WHAT TO WORK ON:
Every line in the listing below from the one with "const int kDbCurrentVersion = 2;" through the one with "when it's trying" is to be reproduced exactly, both ends included; leave out the rest.

++++++++

PR #7504, opened 2022-03-15
Fix crash due to interaction between distributed and config plugin

Smjert:
Move the distributed plugin RocksDB metadata to a different domain
which is not used or touched by the config plugin.

Also do not acquire the pending queries multiple times just to count
them. Acquire them once, use the obtained vector to count them
and then use them to proceed executing the queries.

### DIFF
--- a/osquery/database/database.cpp
+++ b/osquery/database/database.cpp
@@ -45,14 +45,19 @@ const std::string kQueries = "queries";
 const std::string kEvents = "events";
 const std::string kCarves = "carves";
 const std::string kLogs = "logs";
+const std::string kDistributedQueries = "distributed";
 
 const std::string kDbEpochSuffix = "epoch";
 const std::string kDbCounterSuffix = "counter";
 
 const std::string kDbVersionKey = "results_version";
 
-const std::vector<std::string> kDomains = {
-    kPersistentSettings, kQueries, kEvents, kLogs, kCarves};
+const std::vector<std::string> kDomains = {kPersistentSettings,
+                                           kQueries,
+                                           kEvents,
+                                           kLogs,
+                                           kCarves,
+                                           kDistributedQueries};
 
 std::atomic<bool> kDBAllowOpen(false);
 std::atomic<bool> kDBInitialized(false);
--- a/osquery/database/database.h
+++ b/osquery/database/database.h
@@ -52,6 +52,8 @@ extern const std::string kCarves;
 /// The key for the DB version
 extern const std::string kDbVersionKey;
 
+extern const std::string kDistributedQueries;
+
 /// The running version of our database schema
 const int kDbCurrentVersion = 2;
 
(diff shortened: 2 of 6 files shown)


Smjert:
This has been reported to us and was happening rarely/around once a week.

The crash happens here https://github.com/osquery/osquery/blob/84f8b948cae58dfec13b699667a1595957f45c16/osquery/distributed/distributed.cpp#L261
when it's trying to substring the query SQL value, which in the crash case is a nullptr.
The immediate reason is that the array `queries` is empty and there's no check for it to be empty or not.

Looking at the rest of the logic though one notices that `popRequest` is called only if there are pending queries in the database:
https://github.com/osquery/osquery/blob/84f8b948cae58dfec13b699667a1595957f45c16/osquery/distributed/distributed.cpp#L127-L128
Also note that both `getPendingQueryCount` and `popRequest` re-scan the database to get all the pending queries.

Due to this issue is then possible that something else deletes a key in between the `getPendingQueryCount` and `popRequest`, causing then popRequest to incorrectly assume that the pending queries cannot be empty, and therefore crashes.

Now about what is deleting the key, this is the Config plugin logic.
Note first of all that the Distributed plugin writes its metadata in the `queries` domain, with a `distributed.` prefix.
At the same time the scheduler uses that domain to store query results and other metadata; then everytime there's a config refresh from the Config plugin, the Config `purge` function is called:
https://github.com/osquery/osquery/blob/84f8b948cae58dfec13b699667a1595957f45c16/osquery/config/config.cpp#L919

This function has the job to go through **all** the keys in the `queries` domain, checks if the query name is a query that still exists in the schedule, if not checks if there's a timestamp information which reports the last time the query has been executed, if there's is then it checks if it has run in the last week. If it didn't, then deletes the key and its other metadata.
Also note that if the timestamp metadata is not found, it's automatically added with a current time.
The problem with this is that also distributed metadata keys are picked up.

So gluing all together here's what happens:
1) User enables distributed plugin and config plugin with a config refresh interval
2) User, from remote, runs a distributed query named "distributed_query". This gets pulled and saved in the RocksDB database in the `queries` with key `distributed.distributed_query`.
3) The distributed query doesn't run yet.
4) A config refresh runs, which call purge, finds the `distributed.distributed_query` key and since it's not present in any scheduled query list, the logic checks the timestamp metadata to check when it has run. Since this doesn't exists it creates one in the database with the current time and doesn't delete it.
5) One week later the stars align and the user runs the same distributed query again. So this gets pulled/saved in the RocksDB database. Then the distributed plugin logic stops just after the `getPendingQueryCount` call, thinking that there are queries to be run, but the Config refresh runs in between and the purge deletes the more than a week old entries, included the distributed ones.
Finally the distributed plugin wakes up and proceeds to "pop" a request off of the database which is now empty, and attempts to access queries that aren't there.

I went with changing the domain so that the distributed plugin and the config/scheduler plugin do not touch the same keys because the logic that there's behind the config purge and scheduler doesn't make sense for the distributed plugin, where the values there are somewhat temporary already and they are stored in the database just to keep track of pending queries if osquery should die/crash in between executions.

directionless (commented):
Looks pretty simple to me. Don't know if @zwass or @theopolis want to comment

directionless (approved):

++++++++

RESPONSE FOR THIS EXERCISE:
 const int kDbCurrentVersion = 2;
 
(diff shortened: 2 of 6 files shown)


Smjert:
This has been reported to us and was happening rarely/around once a week.

The crash happens here https://github.com/osquery/osquery/blob/84f8b948cae58dfec13b699667a1595957f45c16/osquery/distributed/distributed.cpp#L261
when it's trying to substring the query SQL value, which in the crash case is a nullptr.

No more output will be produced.